Dataset records:
PR #821, opened 2022-01-04
fix(components): reorganize RecurringSelect structure to avoid circular dependencies

ZakaryH:
## Motivations

When building RecurringSelect, we came across a case where our imports required an eslint suppression. Without it, and following the suggestion to fix it - we would end up with a circular dependency which is not great. https://github.com/GetJobber/atlantis/pull/793#discussion_r770986036

I promised to fix it in a follow up, https://github.com/GetJobber/atlantis/pull/793#pullrequestreview-836555122

This is that.

## Changes

"Flattened" the `components` directory to avoid the circular dependency. The issue was stemming from the fact that we had individual component folders, importing and exporting in such a way that didn't jive with eslint.

Updated the imports in other files accordingly.

### Added

- 

### Changed

- 

### Deprecated

- 

### Removed

- 

### Fixed

- 

### Security

- 

## Testing

---

Random photo of Atlantis


ZakaryH:
@darryltec here's the follow up to the RecurringSelect PR. turned out to be quite small

obviously doesn't have to be you who reviews it, but you'll have the most context!

darryltec (approved):
LGTM

PR #827, opened 2022-01-11
fix: Allow space bar key deselect on single select chip

darryltec:
## Motivations

Since the single select chips are just an input radio behind the scenes, deselecting via space bar isn't really a default interaction for them. This make it support the ability to deselect a chip via a space bar press

Q: What about enter press?
A: Since radio's and checkboxes doesn't get selected on "enter" press, I didn't bother including it. You can, however, select both via a space bar so it seems natural to only support said key.

### Added

- Allow single select chips to be deselected on enter press
- Test that new interaction

### Changed

- 

### Deprecated

- 

### Removed

- 

### Fixed

- 

### Security

- 

## Testing

- You should be able to deselect a single select chip using the space bar

---

Random photo of Atlantis

### DIFF
--- a/packages/components/src/Chips/InternalChipSingleSelect.tsx
+++ b/packages/components/src/Chips/InternalChipSingleSelect.tsx
@@ -46,7 +46,7 @@ export function InternalChipSingleSelect({
 
     return (event: KeyboardEvent<HTMLInputElement>) => {
       if (event.key === " ") {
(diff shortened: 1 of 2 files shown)


chris-at-jobber (commented):
Design approved

adambobadam (approved):
LGTM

Task requirements:
For the string "RecurringSelect", give the number of lines in the data that contain it, and only that number.

Exercise output:
3